**Work instructions:**
All lines with the word "requestConfig" must be pulled from the entries below.

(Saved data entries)
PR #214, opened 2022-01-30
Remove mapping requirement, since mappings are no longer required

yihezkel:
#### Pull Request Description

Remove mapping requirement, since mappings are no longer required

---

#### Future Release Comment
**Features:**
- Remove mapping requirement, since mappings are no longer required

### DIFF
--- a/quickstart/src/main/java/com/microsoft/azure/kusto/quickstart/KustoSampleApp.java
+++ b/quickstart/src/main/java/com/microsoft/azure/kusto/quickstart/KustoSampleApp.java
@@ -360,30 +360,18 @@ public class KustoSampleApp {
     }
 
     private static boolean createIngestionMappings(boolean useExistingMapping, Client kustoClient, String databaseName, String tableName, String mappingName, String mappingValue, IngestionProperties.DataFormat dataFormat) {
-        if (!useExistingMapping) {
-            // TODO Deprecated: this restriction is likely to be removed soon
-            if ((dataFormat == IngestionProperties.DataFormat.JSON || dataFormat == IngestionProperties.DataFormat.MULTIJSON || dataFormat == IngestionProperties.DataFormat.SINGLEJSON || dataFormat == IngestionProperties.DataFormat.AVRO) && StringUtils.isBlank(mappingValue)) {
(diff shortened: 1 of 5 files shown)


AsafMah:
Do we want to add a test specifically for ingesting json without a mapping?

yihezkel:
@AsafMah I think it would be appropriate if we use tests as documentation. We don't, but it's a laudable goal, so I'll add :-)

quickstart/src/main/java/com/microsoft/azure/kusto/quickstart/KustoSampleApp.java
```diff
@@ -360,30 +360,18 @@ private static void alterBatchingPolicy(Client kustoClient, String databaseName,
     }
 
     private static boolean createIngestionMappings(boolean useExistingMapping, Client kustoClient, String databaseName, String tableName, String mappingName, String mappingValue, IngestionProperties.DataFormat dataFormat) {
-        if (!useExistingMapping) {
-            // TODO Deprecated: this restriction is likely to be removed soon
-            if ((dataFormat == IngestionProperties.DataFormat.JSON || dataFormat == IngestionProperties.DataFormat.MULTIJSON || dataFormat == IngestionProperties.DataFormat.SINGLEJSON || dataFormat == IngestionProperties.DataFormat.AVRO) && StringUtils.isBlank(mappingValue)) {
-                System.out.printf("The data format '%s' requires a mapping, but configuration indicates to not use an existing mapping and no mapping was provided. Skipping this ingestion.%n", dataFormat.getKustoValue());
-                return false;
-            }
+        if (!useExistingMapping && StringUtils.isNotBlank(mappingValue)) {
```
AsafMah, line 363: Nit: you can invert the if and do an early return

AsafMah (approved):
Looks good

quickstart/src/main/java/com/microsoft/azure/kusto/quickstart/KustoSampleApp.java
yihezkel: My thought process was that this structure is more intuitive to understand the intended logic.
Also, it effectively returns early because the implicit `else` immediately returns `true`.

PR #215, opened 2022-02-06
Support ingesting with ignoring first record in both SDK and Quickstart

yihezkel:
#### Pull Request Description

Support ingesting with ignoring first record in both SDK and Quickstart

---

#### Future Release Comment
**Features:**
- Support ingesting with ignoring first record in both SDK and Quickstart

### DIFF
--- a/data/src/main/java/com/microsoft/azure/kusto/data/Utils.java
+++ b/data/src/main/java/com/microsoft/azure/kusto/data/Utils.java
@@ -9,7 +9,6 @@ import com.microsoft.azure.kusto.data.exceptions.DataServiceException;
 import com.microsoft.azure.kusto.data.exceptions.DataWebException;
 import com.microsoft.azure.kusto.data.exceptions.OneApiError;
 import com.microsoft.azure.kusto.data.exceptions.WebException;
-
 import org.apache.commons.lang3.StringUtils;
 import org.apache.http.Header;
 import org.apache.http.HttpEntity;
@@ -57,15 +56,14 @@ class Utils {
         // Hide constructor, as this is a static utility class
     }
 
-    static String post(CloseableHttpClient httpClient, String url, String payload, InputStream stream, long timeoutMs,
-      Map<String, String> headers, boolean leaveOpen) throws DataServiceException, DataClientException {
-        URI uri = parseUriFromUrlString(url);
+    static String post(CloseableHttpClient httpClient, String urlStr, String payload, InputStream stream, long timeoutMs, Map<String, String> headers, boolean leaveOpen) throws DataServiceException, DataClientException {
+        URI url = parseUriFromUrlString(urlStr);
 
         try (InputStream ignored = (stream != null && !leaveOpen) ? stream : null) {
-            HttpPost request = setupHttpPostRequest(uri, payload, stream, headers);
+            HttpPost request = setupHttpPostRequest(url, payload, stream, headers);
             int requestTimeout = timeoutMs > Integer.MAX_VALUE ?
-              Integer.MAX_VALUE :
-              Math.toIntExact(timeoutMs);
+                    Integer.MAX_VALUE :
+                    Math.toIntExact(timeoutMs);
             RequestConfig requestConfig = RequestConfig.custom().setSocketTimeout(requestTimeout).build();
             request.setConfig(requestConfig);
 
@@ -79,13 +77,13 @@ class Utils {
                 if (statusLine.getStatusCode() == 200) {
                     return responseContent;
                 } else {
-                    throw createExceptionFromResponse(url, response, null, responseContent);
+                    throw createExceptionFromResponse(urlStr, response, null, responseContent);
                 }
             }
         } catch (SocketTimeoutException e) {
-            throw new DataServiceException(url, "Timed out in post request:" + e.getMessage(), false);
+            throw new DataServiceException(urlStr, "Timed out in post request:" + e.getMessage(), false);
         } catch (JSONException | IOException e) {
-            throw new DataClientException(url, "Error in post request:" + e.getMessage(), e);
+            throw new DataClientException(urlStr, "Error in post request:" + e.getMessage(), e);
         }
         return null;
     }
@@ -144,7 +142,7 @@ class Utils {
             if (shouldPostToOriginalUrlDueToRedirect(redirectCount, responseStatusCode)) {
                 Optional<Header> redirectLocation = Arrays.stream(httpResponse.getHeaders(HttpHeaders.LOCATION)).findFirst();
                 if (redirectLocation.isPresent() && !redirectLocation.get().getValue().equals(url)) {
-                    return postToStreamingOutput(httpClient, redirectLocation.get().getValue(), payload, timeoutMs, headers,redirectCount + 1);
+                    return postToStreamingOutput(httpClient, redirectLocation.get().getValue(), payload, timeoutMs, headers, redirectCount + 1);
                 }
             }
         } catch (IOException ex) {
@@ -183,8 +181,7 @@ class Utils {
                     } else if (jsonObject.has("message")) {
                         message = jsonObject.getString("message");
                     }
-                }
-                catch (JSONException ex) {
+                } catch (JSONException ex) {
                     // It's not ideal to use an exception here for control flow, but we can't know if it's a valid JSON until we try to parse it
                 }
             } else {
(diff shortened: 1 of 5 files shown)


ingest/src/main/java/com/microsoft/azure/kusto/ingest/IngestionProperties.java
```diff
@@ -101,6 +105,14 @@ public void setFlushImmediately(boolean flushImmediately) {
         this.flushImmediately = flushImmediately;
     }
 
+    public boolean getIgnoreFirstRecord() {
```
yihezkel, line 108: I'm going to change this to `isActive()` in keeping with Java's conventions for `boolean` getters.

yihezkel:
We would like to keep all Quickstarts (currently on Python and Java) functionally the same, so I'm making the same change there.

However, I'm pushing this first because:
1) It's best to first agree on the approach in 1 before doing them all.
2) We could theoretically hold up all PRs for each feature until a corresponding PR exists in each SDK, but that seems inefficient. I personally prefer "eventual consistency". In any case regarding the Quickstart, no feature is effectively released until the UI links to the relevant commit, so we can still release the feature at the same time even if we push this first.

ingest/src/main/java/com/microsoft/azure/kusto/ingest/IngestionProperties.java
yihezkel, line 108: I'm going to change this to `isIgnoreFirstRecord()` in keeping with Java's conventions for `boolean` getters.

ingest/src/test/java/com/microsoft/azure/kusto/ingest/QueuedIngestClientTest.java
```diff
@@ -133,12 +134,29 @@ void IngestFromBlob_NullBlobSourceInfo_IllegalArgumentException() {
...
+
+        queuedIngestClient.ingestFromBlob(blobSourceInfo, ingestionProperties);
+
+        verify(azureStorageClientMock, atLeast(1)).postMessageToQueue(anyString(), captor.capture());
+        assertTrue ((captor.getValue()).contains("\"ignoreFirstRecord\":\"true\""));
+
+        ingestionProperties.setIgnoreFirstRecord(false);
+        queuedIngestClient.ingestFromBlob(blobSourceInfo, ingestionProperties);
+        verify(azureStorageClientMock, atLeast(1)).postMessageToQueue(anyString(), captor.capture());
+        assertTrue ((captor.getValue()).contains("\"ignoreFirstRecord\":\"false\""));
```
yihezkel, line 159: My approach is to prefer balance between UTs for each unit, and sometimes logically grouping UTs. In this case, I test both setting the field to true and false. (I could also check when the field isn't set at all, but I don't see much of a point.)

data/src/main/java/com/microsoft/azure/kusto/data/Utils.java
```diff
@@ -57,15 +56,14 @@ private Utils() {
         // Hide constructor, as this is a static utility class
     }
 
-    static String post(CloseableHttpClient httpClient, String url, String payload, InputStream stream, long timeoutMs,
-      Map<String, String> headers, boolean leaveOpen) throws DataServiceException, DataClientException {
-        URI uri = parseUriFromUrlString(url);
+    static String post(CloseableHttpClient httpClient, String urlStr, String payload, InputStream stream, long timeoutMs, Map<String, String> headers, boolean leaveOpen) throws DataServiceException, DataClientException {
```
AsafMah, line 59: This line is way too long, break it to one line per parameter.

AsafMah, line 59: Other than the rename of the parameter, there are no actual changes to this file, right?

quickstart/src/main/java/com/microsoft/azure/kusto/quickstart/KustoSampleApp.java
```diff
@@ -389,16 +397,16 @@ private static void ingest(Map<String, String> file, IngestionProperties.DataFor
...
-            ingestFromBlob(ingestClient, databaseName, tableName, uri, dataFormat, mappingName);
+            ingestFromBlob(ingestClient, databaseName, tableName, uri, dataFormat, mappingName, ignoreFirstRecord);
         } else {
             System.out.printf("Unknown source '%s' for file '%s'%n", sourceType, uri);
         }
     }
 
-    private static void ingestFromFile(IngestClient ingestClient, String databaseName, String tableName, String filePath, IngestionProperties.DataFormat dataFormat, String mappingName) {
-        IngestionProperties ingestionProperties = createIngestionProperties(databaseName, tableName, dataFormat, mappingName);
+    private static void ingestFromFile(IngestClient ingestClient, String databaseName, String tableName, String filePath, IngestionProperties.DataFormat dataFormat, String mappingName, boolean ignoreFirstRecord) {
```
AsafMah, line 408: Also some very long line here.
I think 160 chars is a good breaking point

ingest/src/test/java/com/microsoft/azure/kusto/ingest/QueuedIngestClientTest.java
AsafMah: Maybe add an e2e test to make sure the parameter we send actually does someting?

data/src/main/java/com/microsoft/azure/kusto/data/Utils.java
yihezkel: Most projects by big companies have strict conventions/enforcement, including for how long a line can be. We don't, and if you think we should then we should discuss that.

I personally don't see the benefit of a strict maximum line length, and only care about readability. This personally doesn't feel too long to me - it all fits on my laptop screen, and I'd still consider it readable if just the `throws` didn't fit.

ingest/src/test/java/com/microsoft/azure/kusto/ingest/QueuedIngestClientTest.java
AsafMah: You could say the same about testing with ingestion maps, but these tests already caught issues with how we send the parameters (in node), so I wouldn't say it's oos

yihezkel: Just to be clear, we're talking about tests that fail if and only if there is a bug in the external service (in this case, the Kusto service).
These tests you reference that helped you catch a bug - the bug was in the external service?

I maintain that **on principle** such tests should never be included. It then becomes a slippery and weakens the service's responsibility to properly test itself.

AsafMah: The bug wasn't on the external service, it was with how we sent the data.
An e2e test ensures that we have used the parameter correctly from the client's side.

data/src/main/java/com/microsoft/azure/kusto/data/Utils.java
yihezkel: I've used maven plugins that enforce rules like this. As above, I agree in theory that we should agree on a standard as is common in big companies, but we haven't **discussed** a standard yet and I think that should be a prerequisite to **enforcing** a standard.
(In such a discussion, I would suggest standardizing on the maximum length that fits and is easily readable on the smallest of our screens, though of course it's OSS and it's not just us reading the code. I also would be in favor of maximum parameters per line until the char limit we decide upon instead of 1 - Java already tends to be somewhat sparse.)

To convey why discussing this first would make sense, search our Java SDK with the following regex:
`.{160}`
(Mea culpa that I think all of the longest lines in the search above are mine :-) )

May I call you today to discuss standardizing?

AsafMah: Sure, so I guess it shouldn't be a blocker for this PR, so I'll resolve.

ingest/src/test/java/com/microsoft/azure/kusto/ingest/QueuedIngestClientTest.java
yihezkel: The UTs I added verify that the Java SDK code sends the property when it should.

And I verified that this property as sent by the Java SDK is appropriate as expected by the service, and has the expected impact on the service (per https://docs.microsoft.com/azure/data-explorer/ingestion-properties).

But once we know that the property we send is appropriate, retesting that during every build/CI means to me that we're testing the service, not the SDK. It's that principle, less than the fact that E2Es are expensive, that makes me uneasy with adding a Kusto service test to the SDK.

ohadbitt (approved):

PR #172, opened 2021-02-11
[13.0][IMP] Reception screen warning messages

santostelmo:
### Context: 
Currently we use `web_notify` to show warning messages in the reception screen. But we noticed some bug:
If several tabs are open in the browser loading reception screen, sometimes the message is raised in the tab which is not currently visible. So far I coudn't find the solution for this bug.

**Answer to the problem:**
             RequestConfig requestConfig = RequestConfig.custom().setSocketTimeout(requestTimeout).build();
             request.setConfig(requestConfig);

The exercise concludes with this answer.